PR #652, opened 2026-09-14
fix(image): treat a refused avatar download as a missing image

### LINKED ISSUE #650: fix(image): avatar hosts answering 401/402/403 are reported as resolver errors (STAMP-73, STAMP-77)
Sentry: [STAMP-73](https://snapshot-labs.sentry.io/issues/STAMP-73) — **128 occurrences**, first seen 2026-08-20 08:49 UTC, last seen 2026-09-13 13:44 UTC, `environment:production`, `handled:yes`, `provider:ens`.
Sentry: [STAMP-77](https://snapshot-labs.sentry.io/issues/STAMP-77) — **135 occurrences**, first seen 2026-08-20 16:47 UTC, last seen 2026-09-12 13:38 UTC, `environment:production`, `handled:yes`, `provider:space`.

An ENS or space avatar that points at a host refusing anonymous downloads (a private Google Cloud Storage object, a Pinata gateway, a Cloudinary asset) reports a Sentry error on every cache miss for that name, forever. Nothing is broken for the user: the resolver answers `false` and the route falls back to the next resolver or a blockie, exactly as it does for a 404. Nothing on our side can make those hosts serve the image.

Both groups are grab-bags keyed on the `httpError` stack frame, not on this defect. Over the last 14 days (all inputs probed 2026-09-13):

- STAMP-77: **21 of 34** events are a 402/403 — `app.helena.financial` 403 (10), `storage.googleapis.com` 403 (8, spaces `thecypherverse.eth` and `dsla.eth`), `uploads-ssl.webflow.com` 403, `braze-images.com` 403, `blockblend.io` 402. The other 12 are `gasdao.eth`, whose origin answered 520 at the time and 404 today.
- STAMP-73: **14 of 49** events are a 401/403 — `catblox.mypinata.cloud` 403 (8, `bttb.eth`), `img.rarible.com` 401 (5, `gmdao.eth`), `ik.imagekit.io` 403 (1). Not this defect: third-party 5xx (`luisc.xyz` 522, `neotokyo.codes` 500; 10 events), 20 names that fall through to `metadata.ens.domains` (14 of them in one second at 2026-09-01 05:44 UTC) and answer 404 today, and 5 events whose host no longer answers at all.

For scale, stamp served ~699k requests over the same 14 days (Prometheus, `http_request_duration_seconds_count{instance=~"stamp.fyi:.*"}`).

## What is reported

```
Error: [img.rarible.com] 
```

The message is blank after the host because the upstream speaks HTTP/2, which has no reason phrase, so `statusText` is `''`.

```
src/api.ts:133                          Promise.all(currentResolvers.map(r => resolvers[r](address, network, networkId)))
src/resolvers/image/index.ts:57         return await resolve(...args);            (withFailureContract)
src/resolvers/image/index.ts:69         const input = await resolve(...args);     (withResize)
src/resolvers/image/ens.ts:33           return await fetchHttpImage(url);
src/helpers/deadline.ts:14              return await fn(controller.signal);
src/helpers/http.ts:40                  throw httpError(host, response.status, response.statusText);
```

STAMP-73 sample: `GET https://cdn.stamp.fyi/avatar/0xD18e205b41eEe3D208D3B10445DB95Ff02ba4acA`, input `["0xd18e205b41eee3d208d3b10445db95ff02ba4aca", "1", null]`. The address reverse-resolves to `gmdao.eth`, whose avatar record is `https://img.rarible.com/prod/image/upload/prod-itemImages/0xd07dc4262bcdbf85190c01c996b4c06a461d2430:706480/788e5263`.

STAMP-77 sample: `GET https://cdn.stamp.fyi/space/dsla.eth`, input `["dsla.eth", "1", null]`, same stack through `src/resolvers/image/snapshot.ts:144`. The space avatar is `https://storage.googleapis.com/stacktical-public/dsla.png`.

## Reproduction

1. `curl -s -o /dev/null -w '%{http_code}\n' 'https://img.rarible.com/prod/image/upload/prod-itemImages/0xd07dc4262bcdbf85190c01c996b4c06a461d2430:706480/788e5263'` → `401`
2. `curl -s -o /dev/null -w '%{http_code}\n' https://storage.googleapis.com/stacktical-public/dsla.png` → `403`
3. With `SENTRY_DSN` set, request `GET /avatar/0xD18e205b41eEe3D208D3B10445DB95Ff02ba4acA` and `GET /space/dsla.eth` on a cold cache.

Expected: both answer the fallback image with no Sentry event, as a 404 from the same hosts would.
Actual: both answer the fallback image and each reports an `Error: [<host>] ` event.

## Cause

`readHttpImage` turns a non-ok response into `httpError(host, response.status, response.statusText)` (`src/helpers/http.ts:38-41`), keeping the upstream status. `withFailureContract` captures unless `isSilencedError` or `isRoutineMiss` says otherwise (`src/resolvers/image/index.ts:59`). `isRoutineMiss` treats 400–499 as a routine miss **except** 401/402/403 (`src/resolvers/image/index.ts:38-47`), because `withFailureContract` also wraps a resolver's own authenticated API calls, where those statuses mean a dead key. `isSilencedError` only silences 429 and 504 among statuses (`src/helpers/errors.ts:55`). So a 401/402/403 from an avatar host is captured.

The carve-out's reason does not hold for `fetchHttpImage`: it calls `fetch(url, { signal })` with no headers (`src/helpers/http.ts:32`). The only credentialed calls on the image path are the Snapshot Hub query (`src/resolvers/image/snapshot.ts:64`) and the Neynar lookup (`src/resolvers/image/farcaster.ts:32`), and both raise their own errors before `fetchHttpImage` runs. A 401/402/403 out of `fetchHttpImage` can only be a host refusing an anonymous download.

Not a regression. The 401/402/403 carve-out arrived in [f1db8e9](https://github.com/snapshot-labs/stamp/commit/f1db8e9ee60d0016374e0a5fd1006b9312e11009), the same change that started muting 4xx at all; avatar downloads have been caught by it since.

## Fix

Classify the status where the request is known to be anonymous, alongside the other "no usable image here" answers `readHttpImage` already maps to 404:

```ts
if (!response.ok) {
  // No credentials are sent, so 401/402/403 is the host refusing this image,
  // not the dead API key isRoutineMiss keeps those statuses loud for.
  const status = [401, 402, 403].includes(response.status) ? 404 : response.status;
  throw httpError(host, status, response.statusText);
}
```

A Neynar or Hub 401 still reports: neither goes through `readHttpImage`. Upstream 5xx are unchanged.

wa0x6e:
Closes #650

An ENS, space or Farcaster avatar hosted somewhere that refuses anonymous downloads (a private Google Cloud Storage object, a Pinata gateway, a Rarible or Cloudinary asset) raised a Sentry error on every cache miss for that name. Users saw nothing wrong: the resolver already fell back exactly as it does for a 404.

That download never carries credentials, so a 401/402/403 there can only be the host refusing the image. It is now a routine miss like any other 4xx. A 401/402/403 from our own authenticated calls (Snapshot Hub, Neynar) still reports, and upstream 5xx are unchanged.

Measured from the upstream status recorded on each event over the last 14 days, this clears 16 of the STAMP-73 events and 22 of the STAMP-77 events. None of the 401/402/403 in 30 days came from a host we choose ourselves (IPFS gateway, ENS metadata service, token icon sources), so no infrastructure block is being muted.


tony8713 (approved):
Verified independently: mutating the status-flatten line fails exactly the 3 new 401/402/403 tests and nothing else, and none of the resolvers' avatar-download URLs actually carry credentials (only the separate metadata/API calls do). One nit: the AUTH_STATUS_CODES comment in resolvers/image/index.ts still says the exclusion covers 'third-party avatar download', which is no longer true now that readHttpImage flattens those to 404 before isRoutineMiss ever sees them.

━━━━━━━━━━

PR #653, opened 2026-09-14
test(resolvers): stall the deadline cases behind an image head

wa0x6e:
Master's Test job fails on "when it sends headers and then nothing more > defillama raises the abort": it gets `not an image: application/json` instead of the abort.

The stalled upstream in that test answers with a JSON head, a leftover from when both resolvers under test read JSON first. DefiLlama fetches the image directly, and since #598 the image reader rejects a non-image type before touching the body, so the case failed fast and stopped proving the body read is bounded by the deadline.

━━━━━━━━━━

Work to complete – Of all the entries above, retype exactly the lines from the line with "PR #652, opened 2026-09-14" to the line with "- STAMP-77: **21", both included, and no others.

Solution for this task –
PR #652, opened 2026-09-14
fix(image): treat a refused avatar download as a missing image

### LINKED ISSUE #650: fix(image): avatar hosts answering 401/402/403 are reported as resolver errors (STAMP-73, STAMP-77)
Sentry: [STAMP-73](https://snapshot-labs.sentry.io/issues/STAMP-73) — **128 occurrences**, first seen 2026-08-20 08:49 UTC, last seen 2026-09-13 13:44 UTC, `environment:production`, `handled:yes`, `provider:ens`.
Sentry: [STAMP-77](https://snapshot-labs.sentry.io/issues/STAMP-77) — **135 occurrences**, first seen 2026-08-20 16:47 UTC, last seen 2026-09-12 13:38 UTC, `environment:production`, `handled:yes`, `provider:space`.

An ENS or space avatar that points at a host refusing anonymous downloads (a private Google Cloud Storage object, a Pinata gateway, a Cloudinary asset) reports a Sentry error on every cache miss for that name, forever. Nothing is broken for the user: the resolver answers `false` and the route falls back to the next resolver or a blockie, exactly as it does for a 404. Nothing on our side can make those hosts serve the image.

Both groups are grab-bags keyed on the `httpError` stack frame, not on this defect. Over the last 14 days (all inputs probed 2026-09-13):

- STAMP-77: **21 of 34** events are a 402/403 — `app.helena.financial` 403 (10), `storage.googleapis.com` 403 (8, spaces `thecypherverse.eth` and `dsla.eth`), `uploads-ssl.webflow.com` 403, `braze-images.com` 403, `blockblend.io` 402. The other 12 are `gasdao.eth`, whose origin answered 520 at the time and 404 today.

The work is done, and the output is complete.